On my way back from the hospital, I was alone on the streets of Lagos because there was no bed space for me nor would anyone help me. I was fainting and waking up on my way back. There was nobody to help me, at night. It was that bad. When an ambulance came to get me at home around 2am, somebody made a video of me being transported and shared it on Facebook. In no time, the whole community saw the video. Parents started talking to their children that they shouldn’t speak to me when I return from the isolation centre, that I have coronavirus.
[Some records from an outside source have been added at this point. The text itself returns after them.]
PR #414, opened 2020-02-12
[docker-image] Extend docs to mention who the default port binding ca…

lanwin:
…n be changed

In my case the docker image binds default to IP6 [::]:80 but I needed the port binding to watch in IP6. So a comment how to change that would have saved me a lot of time.


CarlosLanderas:
Hello @lanwin. This is aspnetcore behaviour and it's documented in Microsoft docs. Not something specific to HealthChecks image.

A person saw me on the street and said “aunty corona, welcome oh.” One of the kids I used to play with, also on my street, said to me: “my mummy said that I should not play with you, that you have coronavirus and if I play with you, I will die.” I wanted to get water at a shop and when the seller wanted to attend to me, another customer said, “you better don’t attend to her, she has coronavirus.” The seller however startled me when she replied the other customer that getting infected with coronavirus wasn’t a death sentence and didn’t mean that I should be an outcast. Imagine if that seller was like everybody else, I wouldn’t have had water to drink.


What advice would you give people who stigmatise?

Getting infected with coronavirus is not the end of life and it does not mean that one should be cast away. Stigma will only make things worse as more people will be afraid to come out to get tested. Yet, many could be infected through them. We should observe all the hygienic practices highlighted by the government and know that the disease is real. It is not an illusion. Rather, infected people need all the love they can get. It was an agonising experience; one I wouldn’t wish on anyone else.